Problem requirements
Extract all lines that hold "couldn" from the records below.

[Dataset entries]

PR #3786, opened 2024-10-03
Enable --experimental-require-module flag on node build in order to support ESM module only modules and update Node

dbolack-ab:
Created to support #3401.

Tests pass. Just not sure if this is a bad idea for reasons I am unaware of.


Gazook89:
I believe i am a fan of this, but i'm not terribly educated on it.  It's also been awhile since I bumped into whatever limitation it was imposing-- I think maybe when I was working with Radix UI, or maybe it was Shoelace UI (now part of Web Awesome).  It's not a pressing need for me personally, now, but I do remember being frustrated that I couldn't use some ESM modules in certain places.  

It might not be terribly relevant to getting this flag enabled, but are you running into issues with a library only providing ESM modules, or just modules that you are writing in ESM yourself?

dbolack-ab:
> I believe i am a fan of this, but i'm not terribly educated on it. It's also been awhile since I bumped into whatever limitation it was imposing-- I think maybe when I was working with Radix UI, or maybe it was Shoelace UI (now part of Web Awesome). It's not a pressing need for me personally, now, but I do remember being frustrated that I couldn't use some ESM modules in certain places.
> 
> It might not be terribly relevant to getting this flag enabled, but are you running into issues with a library only providing ESM modules, or just modules that you are writing in ESM yourself?

Yes. nanoid.

calculuschild:
This seems to work... It feels hacky though.

One alternative is to just set it as another environment variable `NODE_OPTIONS=--experimental-require-module` similar to what we do with `NODE_ENV="local"`. Then it would apply to any `node/npm` call, not just the specific scripts in our package.json. 

This is specifically just an issue on the server code; our client code gets bundled and passed through Babel, which already takes care of this. Our server code is run raw without any kind of processing, but I'm not sure how to make that work with Babel easily.

I think the actual recommended solution is to turn our project into a module, and use `import` everywhere. But that seems like a lot of effort for something that might not quite work.

I will merge this for now, and then the nanoid one. We can look at alternatives later with some more digging.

Exercise output
I believe i am a fan of this, but i'm not terribly educated on it.  It's also been awhile since I bumped into whatever limitation it was imposing-- I think maybe when I was working with Radix UI, or maybe it was Shoelace UI (now part of Web Awesome).  It's not a pressing need for me personally, now, but I do remember being frustrated that I couldn't use some ESM modules in certain places.  
> I believe i am a fan of this, but i'm not terribly educated on it. It's also been awhile since I bumped into whatever limitation it was imposing-- I think maybe when I was working with Radix UI, or maybe it was Shoelace UI (now part of Web Awesome). It's not a pressing need for me personally, now, but I do remember being frustrated that I couldn't use some ESM modules in certain places.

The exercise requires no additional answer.